The microfinance industry expects disbursements to bounce back to pre-Covid levels by the third quarter of this fiscal and growth to start coming in by Q4FY22 backed by a steady improvement in demand. The industry has already come back to nearly 90 per cent of pre-Covid levels in terms of disbursements in the second quarter of this fiscal.

According to Alok Misra, CEO and Director, MFIN (Microfinance Institutions Network) there has been an improvement in collection efficiency and if there is no further lockdowns due to Covid-19, which looks unlikely at the moment, the industry should be back on track by March 2022.

“In July-September quarter, we have achieved 90 per cent of the pre-Covid levels in terms of disbursements. We expect that in Q3, this will bounce back to pre-Covid levels and then there will be further improvement in disbursements in Q4 this fiscal,” Misra told BusinessLine .

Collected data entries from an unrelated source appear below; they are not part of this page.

PR #796, opened 2022-12-01
At least partially fix XDMF output

brryan:
## PR Summary

@tagardiner noticed that #781 unfortunately broke XDMF output on e.g. the `advection` problem. It looks like this is due to the change in output format 2 -> 3 where scalars are no longer length-1 vectors in the HDF5 data, but rather have dimension `[nblock, nx3, nx2, nx1]`. This change in the HDF5 was not accompanied by any change in the XDMF.

Fixing the scalar case is straightforward I think, but it would be nice to also provide support for rank-2 and rank-3 parthenon output variables as well.

## PR Checklist

- [ ] Code passes cpplint
- [ ] Code is formatted

### DIFF
--- a/src/outputs/parthenon_hdf5.cpp
+++ b/src/outputs/parthenon_hdf5.cpp
@@ -957,11 +957,6 @@ void PHDF5Output::WriteOutputFileImpl(Mesh *pm, ParameterInput *pin, SimTime *tm
     }
 
     // write data to file
-    printf("var: %s ndim: %i dims: ", var_name.c_str(), ndim);
-    for (int i = 0; i < ndim; i++) {
-      printf("%i ", local_count[i]);
-    }
-    printf("\n");
     HDF5WriteND(file, var_name, tmpData.data(), ndim, p_loc_offset, p_loc_cnt, p_glob_cnt,
                 pl_xfer, pl_dcreate);
   }
--- a/src/outputs/parthenon_hdf5.cpp
+++ b/src/outputs/parthenon_hdf5.cpp
@@ -316,7 +316,7 @@ static void writeXdmfSlabVariableRef(std::ofstream &fid, const std::string &name
     fid << ">" << std::endl;
     fid << prefix << "  "
         << R"(<DataItem ItemType="HyperSlab" Dimensions=")";
-    for (int i = 0; i < ndims; i++) {
+    for (int i = 1; i < ndims; i++) {
       fid << dims[i] << " ";
     }
     fid << R"(">)" << std::endl;
@@ -957,6 +957,11 @@ void PHDF5Output::WriteOutputFileImpl(Mesh *pm, ParameterInput *pin, SimTime *tm
     }
 
     // write data to file
+    printf("var: %s ndim: %i dims: ", var_name.c_str(), ndim);
+    for (int i = 0; i < ndim; i++) {
+      printf("%i ", local_count[i]);
+    }
+    printf("\n");
     HDF5WriteND(file, var_name, tmpData.data(), ndim, p_loc_offset, p_loc_cnt, p_glob_cnt,
                 pl_xfer, pl_dcreate);
   }
--- a/src/outputs/parthenon_hdf5.cpp
+++ b/src/outputs/parthenon_hdf5.cpp
@@ -316,7 +316,8 @@ static void writeXdmfSlabVariableRef(std::ofstream &fid, const std::string &name
     fid << ">" << std::endl;
     fid << prefix << "  "
         << R"(<DataItem ItemType="HyperSlab" Dimensions=")";
-    for (int i = 1; i < ndims; i++) {
+    fid << "1 ";
+    for (int i = 2; i < ndims; i++) {
       fid << dims[i] << " ";
     }
     fid << R"(">)" << std::endl;
@@ -957,6 +958,10 @@ void PHDF5Output::WriteOutputFileImpl(Mesh *pm, ParameterInput *pin, SimTime *tm
     }
 
     // write data to file
+    printf("var_name: %s ndim: %i vector? %i\n", var_name.c_str(), ndim, static_cast<int>(vinfo.is_vector));
+    for (int i = 0; i < ndim; i++) {
+      printf("  [%i]: %i\n", i, local_count[i]);
+    }
     HDF5WriteND(file, var_name, tmpData.data(), ndim, p_loc_offset, p_loc_cnt, p_glob_cnt,
                 pl_xfer, pl_dcreate);
   }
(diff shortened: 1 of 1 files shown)


tagardiner:
@brryan I cloned this branch and tried to open the advection file in visit.  In case it helps, I'm still finding an error from visit that looks like this:

HDF5-DIAG: Error detected in HDF5 (1.8.14) thread 0:
  #000: ../../src/H5Dio.c line 161 in H5Dread(): selection+offset not within extent
    major: Dataspace
    minor: Out of range
XDMF Error in /Users/miller86/visit/visit/33rc/release/build-mb-3.3.0-darwin-10.14-x86_64-release/thirdparty_shared/Xdmf/libsrc/XdmfValuesHDF.cxx line 109 (Can't Read Dataset advection.out0.00000.phdf:/Locations/z)
XDMF Error in /Users/miller86/visit/visit/33rc/release/build-mb-3.3.0-darwin-10.14-x86_64-release/thirdparty_shared/Xdmf/libsrc/XdmfDataItem.cxx line 531 (Reading Values Failed)
XDMF Error in /Users/miller86/visit/visit/33rc/release/build-mb-3.3.0-darwin-10.14-x86_64-release/thirdparty_shared/Xdmf/libsrc/XdmfValuesHDF.cxx line 89 (Return Array No Large Enough to Hold Selected Data)
 Alloc :: Cannot allocate memory

brryan:
@tagardiner Yes I don't think this was working yet (I should have marked this `Draft`). I'm unfamiliar with XDMF and was still flailing last night, but I think I just now figured out what the correct solution is, at least for the advection example. 

This current commit `d307e50` allows me to plot `advected` from the advection example in visit if you wouldn't mind trying this. It's possible other tensor ranks (`advected` is a one-element vector) still don't work correctly, I am still testing.

tagardiner:
@brryan Ok, so just in case it might matter based on types, etc. I'm on a mac.  Here's the version I'm building / running

commit d307e5034d13d86327f6f42d10337080792cd565 (HEAD -> brryan/xdmf_fix, origin/brryan/xdmf_fix)

I should also probably mention that I'm running the input file in

parthenon/example/advection/parthinput.advection

I'm finding that when I load the xdmf files in visit, there are 88 advected variables at the initial time, advected-1 through advected-88.  As I increment the time-step the variables change and the number of them change, for example advected-94 shows up. 

The mesh looks ok, but the data variable itself looks wacky and sometimes contains nans.  For example:

Advected

brryan:
@tagardiner Yes I am also seeing this problem (many `advected` variables) with the default advection example. For me actually (on Windows) the data doesn't plot at all, I just get the error I've been seeing
```
The compute engine running on fortran95.lanl.gov has exited abnormally.

Shortly thereafter, the following occured...

The Pseudocolor plot of "advected- 86" for the file "C:\Users\305862\Documents\visit_test\default\advection.out0.final.phdf.xdmf" could not be generated by the compute engine on host "localhost".
```

My guess (due to changing number of `advected` variables) is that I've mistakenly told visit to create a new variable for `advected` on each meshblock. I'm not quite sure how to fix this but I'm taking a look now.

brryan:
@tagardiner OK that was actually an easy fix, on `66c5018` here's what I get when I plot the one `advected` variable from the final output with the `parthenon/example/advection/parthinput.advection` input file, which looks right to me:
image
Sorry for the thrashing, please do let me know if you continue to encounter issues with `xdmf`. I'll look through this a bit more and then request reviewers and try to get it merged in.

tagardiner:
@brryan I think that did it - Thanks!

tagardiner:
@brryan I think we still have a bit of a problem.  Try running the burgers benchmark problem and it does the same thing.  That is, I'm seeing U_#-#, Ulx_#-#, Uly_#-#, etc.  FWIW I am running the input file burgers.pin in parthenon/benchmarks/burgers and setting the output time step to 1e-3.

brryan:
@tagardiner OK this time XDMF was creating one variable for each vector element inside of each vector element. I cleaned that up and now I get a set of visit variables that looks sensible to me (and they plot):
image
I only tested this with two small meshblocks because the original input parameter file produces a 1.6 GB output and my code execution and visit are separated by a VM but I think 2 meshblocks should be equivalent to any number of AMR meshblocks as far as `xdmf` is concerned.

A lot of the variables seem to be all zero (at least initially) when I plot them. I'm not familiar with `burgers` so I don't know if that is correct.

tagardiner:
@brryan From what I can tell the code seems to indicate that U is a velocity vector and some number of advection scalars.  In the default test case there are 8 advected scalars and 3 components to a velocity vector, so perhaps that is what the variables enumerated as (U_0, U_10) represent.  According to burgers_package.cpp the Ulx, Urx, ... are the reconstructed state on faces and there are 11 of each of these as well.  So it appears to me as well that you've got this corrected as well.

@jdolence is this interpretation of the burgers code correct?  Also, does this problem evolve in time - 'cause I'm not seeing much change over the first 10 time-steps?

src/outputs/parthenon_hdf5.cpp
```diff
@@ -406,15 +406,30 @@ void genXDMF(std::string hdfFile, Mesh *pm, SimTime *tm, int nx1, int nx2, int n
...
-    dims[2] = nx3;
-    dims[3] = nx2;
-    dims[4] = nx1;
+    int ndim;
     for (const auto &vinfo : var_list) {
+      // TODO(BRR) just let vinfo provide this
+      std::vector<hsize_t> alldims(
+          {static_cast<hsize_t>(vinfo.nx6), static_cast<hsize_t>(vinfo.nx5),
+           static_cast<hsize_t>(vinfo.nx4), static_cast<hsize_t>(vinfo.nx3),
+           static_cast<hsize_t>(vinfo.nx2), static_cast<hsize_t>(vinfo.nx1)});
```
Yurlungur: A better solution

Yurlungur (commented):
Overall this seems like a reasonable fix. Needs changelog.

pgrete:
ping @jdolence would you mind checking the results and review?

tagardiner:
LGTM

tagardiner (approved):
LGTM

BenWibking:
@brryan I see this warning from Paraview when reading the advection outputs with this PR. It shows it for every variable in every block:

```
Warning: In vtkDataSet.cxx, line 692
vtkRectilinearGrid (0x13e587440): Cell array Density with 1 components, has 1048576 tuples but there are only 32768 cells

Warning: In vtkDataSet.cxx, line 692
vtkRectilinearGrid (0x13e587440): Cell array Velocity1 with 1 components, has 1048576 tuples but there are only 32768 cells
```

The code referenced in the warning is here: https://github.com/Kitware/VTK/blob/master/Common/DataModel/vtkDataSet.cxx#L689.

I'm not sure where VTK is getting the number of tuples vs number of cells. The number of tuples is 32^4, whereas the number of cells is 32^3. Is there an extra multiplication happening somewhere while writing the metadata?

BenWibking:
Ok, the warning goes away if I change (for 32^3 Meshblocks):
```
        <DataItem ItemType="HyperSlab" Dimensions="1 32 32 32 ">
```
to
```
        <DataItem ItemType="HyperSlab" Dimensions="32 32 32 ">
```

Microfinance loan disbursals during Q2 of this fiscal improved significantly to ₹64,899 crore as compared to ₹31,261 crore in same period last year. The number of loans disbursed during the quarter also increased to 1.85 crore as against 88 lakhs last year.

GLP growth

The gross loan portfolio (GLP) of the overall microfinance industry grew 5.16 per cent to ₹2,43,737 crore as on September 30, 2021 compared to ₹2,31,778 crore as on September 30, 2020.

As on September 30, 2021, the microfinance industry served 5.65 crore unique borrowers through 10.52 crore loan accounts, the MFIN report said.

The GLP of NBFC-MFIs grew 15.45 per cent to ₹81,408 crore as on September 30, 2021 as compared to ₹70,512 crore a year ago.

On the recovery front, though there were some markets such as Assam and West Bengal which continue to have lower collection efficiency (marginally less than 90 per cent), some other States including Bihar, UP and parts of South India have seen collection efficiency close to 94-95 per cent, Misra said.

It is to be noted that nearly 65 per cent of the microfinance portfolio is concentrated in east, northeast and south regions. West Bengal has the highest average loan outstanding per unique borrower of ₹51,648 followed by Assam at ₹46,300.

“Collections have crossed 90 per cent but some specific states like Assam and West Bengal it is lower. But now even Assam is improving and we see overall collection efficiency improving further,” he said.